WORK TASK | State how many lines in the entries below include the string "editing", and give nothing beyond that number.
INPUT RECORDS Block Start
PR #3707, opened 2020-01-31
Changed FormField to support background styling tied to error and disabled states

ericsoderberghp:
#### What does this PR do?

Changed FormField to support background styling tied to error and disabled states

FormField/doc.js

storybook, theme designer

storybook

no

yes

backwards compatible

### DIFF
--- a/src/js/components/FormField/doc.js
+++ b/src/js/components/FormField/doc.js
@@ -113,7 +113,7 @@ export const themeDoc = {
   },
   'formField.disabled.background.opacity': {
     description: 'The opacity of the FormField background when it is disabled.',
-    type: 'string',
+    type: 'string | boolean | number',
     defaultValue: undefined,
   },
   'formField.error.background.color': {
@@ -125,7 +125,7 @@ export const themeDoc = {
   'formField.error.background.opacity': {
     description:
       'The opacity of the FormField background when there is an error.',
-    type: 'string',
+    type: 'string | boolean | number',
     defaultValue: undefined,
   },
   'formField.error.color': {
--- a/src/js/components/FormField/doc.js
+++ b/src/js/components/FormField/doc.js
@@ -28,6 +28,9 @@ export const doc = FormField => {
       of name, value, onChange (event => {}), while event has either event.value
       or event.target.value.`,
     ),
+    disabled: PropTypes.bool.description(
+      'Whether the field should look disabled.',
+    ),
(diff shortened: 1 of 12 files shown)


src/js/themes/base.js
```diff
@@ -517,17 +517,18 @@ export const generate = (baseSpacing = 24, scale = 6) => {
...
       },
       content: {
-        pad: {
-          horizontal: 'small',
-          bottom: 'small',
-        },
+        pad: 'small',
+      },
+      disabled: {
+        // background: undefined,
```
ShimiSun: `base.d.ts` should include 
```
 disabled?: {
    background?: BackgroundType,
}
```
here https://github.com/grommet/grommet/blob/c4f9d42dc862bddde612172237a57aa7003c648a/src/js/themes/base.d.ts#L475

src/js/themes/base.js
```diff
@@ -517,17 +517,18 @@ export const generate = (baseSpacing = 24, scale = 6) => {
...
       },
       error: {
         color: {
           dark: 'status-critical',
           light: 'status-critical',
         },
         margin: { vertical: 'xsmall', horizontal: 'small' },
+        // background: undefined,
```
ShimiSun: Should be added in a similar way to https://github.com/grommet/grommet/blob/c4f9d42dc862bddde612172237a57aa7003c648a/src/js/themes/base.d.ts#L478

src/js/components/FormField/doc.js
```diff
@@ -101,7 +104,29 @@ export const themeDoc = {
...
+    defaultValue: 'small',
+  },
+  'formField.disabled.background.color': {
+    description: 'The color of the FormField background when it is disabled.',
+    type: "string | {'dark': string, 'light': string}",
+    defaultValue: undefined,
+  },
+  'formField.disabled.background.opacity': {
+    description: 'The opacity of the FormField background when it is disabled.',
+    type: 'string',
```
ShimiSun: According to https://github.com/grommet/grommet/blob/c4f9d42dc862bddde612172237a57aa7003c648a/src/js/utils/background.js#L81

I think that `background.opacity` could also be boolean and a number.

src/js/themes/base.js
ericsoderberghp: Ah, yes. I forgot typescript for base.js. Good catch!

src/js/themes/base.js
ericsoderberghp: yep

Issue #3702, opened 2020-01-29
Cursor loses position in TextInput


csclyde:
### Expected Behavior
When editing text in a TextInput, I enter a string (abc). Then, I move the cursor to the beginning of the string, and start typing (123). My cursor should remain when I put it, giving me "123abc"

### Actual Behavior
When editing text in a TextInput, I enter a string (abc). Then, I move the cursor to the beginning of the string, and start typing (123). After entering one character, my cursor jumps to the end of the input. Giving me "1abc23".

### URL, screen shot, or Codepen exhibiting the issue
The problem is visible in the storybook of the most recent version of Grommet.

ShimiSun:
Thanks for reporting, the fix will be available on our next release.

IanKBovard:
This can be closed. addressed in #3709

csclyde:
@ShimiSun Thanks for the quick work. Will this only be going into Grommet v2, or will it make it into v1 as well? We still have a project using v1. Thanks.

ShimiSun:
Hi @csclyde , thanks for your patience.
Looking at the code for this fix, it is very specific for v2 and wouldn't work on v1, more specifically v1 doesn't use React hooks (react version of ^16.8) so the couldn't apply there.

If you have an idea for a fix on v1, feel free to directly fix it on your local version, we do not have the resources to upgrade and have new releases on v1 at this point, unfortunately.

PR #3709, opened 2020-01-31
Issue #3702 TextArea, TextInput, MaskedInput cursor bug

IanKBovard:
I have a few questions about the changes made to textInput and textArea when refactoring. This will help me decide on a fix for these components.

The issue here, it seems to me, is that both components are being updated under the useEffect hook, which isn't saving the cursor position just updating the field with an entire string and throwing the cursor at the end. The solution here would be to use setValue(event.target.value) instead.

The final post here describes the solution.
https://github.com/facebook/react/issues/955

I'd like to know the reasoning behind using formContext.set() and get for forms(at the moment both if's run in forms, not sure if that was intentional), and not just setting the value. And the reasoning behind setting the value in the useEffect hook. 

I just want to make sure that any changes I make can keep the intention of the refactor without breaking functionality.


IanKBovard:
https://github.com/grommet/grommet/issues/3702

src/js/components/TextArea/TextArea.js
```diff
@@ -49,9 +50,11 @@ const TextArea = forwardRef(
           }}
           onChange={event => {
```
ericsoderberghp: I think we should do:
```
const nextValue = event.target.value;
setValue(nextValue);
```

IanKBovard:
MaskedInput shares this issue as well.

IanKBovard:
i'm curious, what is the significance of formContext?

ericsoderberghp:
> i'm curious, what is the significance of formContext?

It's what the input components use to interact with the `Form` component. When used inside a `Form`, the `Form` holds the official value for each input. But, the input components can be used without a `Form`.

src/js/components/TextArea/TextArea.js
```diff
@@ -17,10 +17,6 @@ const TextArea = forwardRef(
         ? valueProp
         : (formContext && name && formContext.get(name)) || '',
     );
-    useEffect(() => setValue(valueProp), [valueProp]);
-    useEffect(() => {
-      if (formContext && name) setValue(formContext.get(name) || '');
```
ericsoderberghp: We still need something like this to initialize the value from the Form `value` object.

src/js/components/TextArea/TextArea.js
```diff
@@ -48,11 +44,13 @@ const TextArea = forwardRef(
...
           }}
           onChange={event => {
+            const nextValue = event.target.value;
             if (formContext && name) {
-              formContext.set(name, event.target.value);
+              formContext.set(name, nextValue);
+              setValue(nextValue);
             }
             if (onChange) {
-              onChange(event);
```
ericsoderberghp: We still need to call `onChange`, in case the user passes in an `onChange`.

src/js/components/TextArea/TextArea.js
```diff
@@ -48,11 +44,13 @@ const TextArea = forwardRef(
             if (onBlur) onBlur(event);
           }}
           onChange={event => {
+            const nextValue = event.target.value;
             if (formContext && name) {
-              formContext.set(name, event.target.value);
+              formContext.set(name, nextValue);
+              setValue(nextValue);
```
ericsoderberghp: I think we can move this outside of the `if` statements, after line 47.

src/js/components/TextArea/TextArea.js
IanKBovard: gotcha, was just going to ask about this change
INPUT RECORDS Block End
RESPONSE TO THE TASK | 2